====== SUPPLIED MATERIAL ======

PR #1303, opened 2022-03-31
[ReverseSequence] Use builder based interface to generate Krnl loops

whitneywhtsang:
Signed-off-by: Whitney Tsang <whitneyt@ca.ibm.com>

PR #1305, opened 2022-03-31
Hoist invariant literal outside of loop

whitneywhtsang:

### DIFF
--- a/src/Conversion/ONNXToKrnl/Math/Softmax.cpp
+++ b/src/Conversion/ONNXToKrnl/Math/Softmax.cpp
@@ -126,6 +126,7 @@ static void emitInstForSoftmaxBeforeV13(ConversionPatternRewriter &rewriter,
   KrnlBuilder createKrnl(rewriter, loc);
   IndexExprScope ieScope(createKrnl);
   MemRefBoundsIndexCapture inputBounds(input);
+  LiteralIndexExpr zeroIE(0);
 
   // Coerce the input into a 2-D tensor. `axis` will be the coercing
   // point. This coercing follows the softmax definition in ONNX:
@@ -141,7 +142,7 @@ static void emitInstForSoftmaxBeforeV13(ConversionPatternRewriter &rewriter,
 
     // Common information to create nested loops.
     int64_t numberOfLoops = rank;
-    SmallVector<IndexExpr, 4> Lbs(numberOfLoops, LiteralIndexExpr(0));
+    SmallVector<IndexExpr, 4> Lbs(numberOfLoops, zeroIE);
     SmallVector<IndexExpr, 4> Ubs;
     inputBounds.getDimList(Ubs);
 
@@ -150,7 +151,7 @@ static void emitInstForSoftmaxBeforeV13(ConversionPatternRewriter &rewriter,
   } else {
     // Define outer loops.
     ValueRange outerLoops = createKrnl.defineLoops(axis);
-    SmallVector<IndexExpr, 4> outerLbs(axis, LiteralIndexExpr(0));
+    SmallVector<IndexExpr, 4> outerLbs(axis, zeroIE);
     SmallVector<IndexExpr, 4> outerUbs;
     for (int i = 0; i < axis; ++i)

======

:: ABOUT THIS TASK ::
Please show the lines in the entries above that hold the string "createKrnl".

:: EXERCISE RESPONSE ::
   KrnlBuilder createKrnl(rewriter, loc);
   IndexExprScope ieScope(createKrnl);
     ValueRange outerLoops = createKrnl.defineLoops(axis);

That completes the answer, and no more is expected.